About 10 per cent of people aged 65 and over has dementia. SPD physiotherapist Gerda de Jong shares in this article how exercise can have a positive impact on the well-being of people with dementia.
Dementia is a syndrome that affects a person’s cognitive functions, such as memory, thinking, orientation, comprehension, calculation, learning capacity, language, and judgement. It is an increasingly common disease among the elderly population, with about 10 per cent of people aged 65 and over having the disease.
Exercise can have a significant impact on the well-being of people with dementia. Some of the benefits of physical exercise are:
- improvement to the health of heart and blood vessels, thus reducing the risk of cardiovascular diseases such as hypertension, heart disease and stroke,
- reduction in the risk of falls by improving strength and balance,
- reduction in the risk of type 2 diabetes, and improving blood glucose control for patients already diagnosed with the disease,
- improvement to a person’s ability to dress, feed and bath himself – strong muscles and flexible joints can help people maintain independence for longer,
- improvement in cognition,
- stress reduction as physical activity is thought to have a positive effect on mood, and people with dementia who are also depressed may gain particular benefits from being physically active,
- improvement in sleep – people that are active during the day tend to sleep better at night, and
- provision of opportunities for social interaction as many types of exercises can be done in a group setting.
The Health Promotion Board (HPB) recommends 150 minutes of moderately intensive exercise per week for older adults, which means an average of about 30 minutes each day. This recommendation is also for people with dementia, provided they are in good health. However, it is important to seek medical advice before embarking on an exercise routine if there are other health conditions.
During the early stages of dementia, it is important to establish an exercise routine that the person with dementia can sustain for as long as possible.
The focus should be on exercises of low-to-moderate intensity that the he enjoys and can successfully perform. Walking is an excellent form of aerobic exercise which can be done anywhere without requiring any special equipment. Walking speeds can be adjusted to each individual’s abilities. Swimming is another beneficial form of exercise as many find being in the water calming and soothing. However, this activity should be supervised by a caregiver for safety reasons. Other non-traditional activities may also be as effective and provide a structured exercise routine. Gardening and dancing are activities enjoyed by many older adults and are wonderful ways to increase fitness and strength.

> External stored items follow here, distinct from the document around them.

PR #1035, opened 2024-05-18
fix: Handle symbols dependencies

### LINKED ISSUE #1010: Fatal error: Uncaught Error: Interface 'Stringable' not found in
## Bug report

| Question    | Answer
| PHP-Scoper version | master branch dure to this possiblee fix 
| PHP version | 8.2

After running php-scoper it seems that some interfaces are no scoped.

See the source of file /vendor/symfony/polyfill-php80/PhpToken.php
```
namespace Symfony\Polyfill\Php80;

class PhpToken implements \Stringable
{
....
}
```

and file vendor/symfony/polyfill-php80/Resources/stubs/Stringable.php
```
if (\PHP_VERSION_ID < 80000) {
    interface Stringable
    {
        /**
         * @return string
         */
        public function __toString();
    }
}
```

are scoped like

```
namespace ReinosMapsScoped\Symfony\Polyfill\Php80;

class PhpToken implements \Stringable <!-- NOTICE THID
{
...
}
```

```
if (\PHP_VERSION_ID < 80000) {
    interface Stringable
    {
        /**
         * @return string
         */
        public function __toString();
    }
    \class_alias('ReinosMapsScoped\\Stringable', 'Stringable', \false);
}
```

The issue seems that `class PhpToken implements \Stringable` is not scoped to `class PhpToken implements \ ReinosMapsScoped\Stringable`

Now it throws an PHP error `Fatal error: Uncaught Error: Interface 'Stringable' not found in.....` and with adding manually the scoped namespace it fixed the error.

Is this a bug in PHPscoper or a configuration issue? 🤔

theofidry:
Attempt to fix #1010.


fixtures/set041-exposed-symbols-hierarchy/stubs/StringeableLike.php
```diff
@@ -0,0 +1,7 @@
+<?php
+
+if (\PHP_VERSION_ID < PHP_INT_MIN) {
+    interface StringableLike
```
reinos, line 4: Should this not be `StringeableLike`

theofidry: Ha indeed; but did not solve the problem 🤔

During the later stages of dementia, an individual becomes less mobile and tend to spend more time sitting down. At this point, exercise routines should be adjusted to become simpler, focusing on maintaining his functions as long as possible. Examples of exercises at this stage would be ambulation and sit-to-stand, as well as balance training. These exercises should also be incorporated into his daily routine as much as possible. For example, when walking to the toilet, he can be encouraged to walk an extra round within the house. Short bursts of activities throughout the day are recommended as this encourages him to stay independent in his daily activities as long as possible.
Seated exercises are a safe way to conduct exercises when the individual becomes less mobile. They can be done in a group setting, thereby combining exercise with the benefits of social interaction.
Those with dementia are often reliant on their wheelchairs in the final stages. Exercises should then be focused on maintaining as much range of motion and strength as possible. In this way, they can help the caregiver with the activities of daily. For example, if the client can still stand with support, he can help to reduce the physical burden for his caregiver when transferring from bed to wheelchair or when bathing.
Day care centres for dementia patients provide their clients with the opportunity to interact with peers and to participate in activities such as music, craft work and exercises. Some centres also offer specialised services such as physiotherapy and occupational therapy. Trained therapists are able to tailor the exercise and activity programmes to the needs of the individual, taking his personal preferences and functional status into consideration. In partnership with a number of day care centres in Singapore, SPD’s physical and occupational therapists work together with the (nursing) staff at the centres to provide their clients with comprehensive therapy programmes.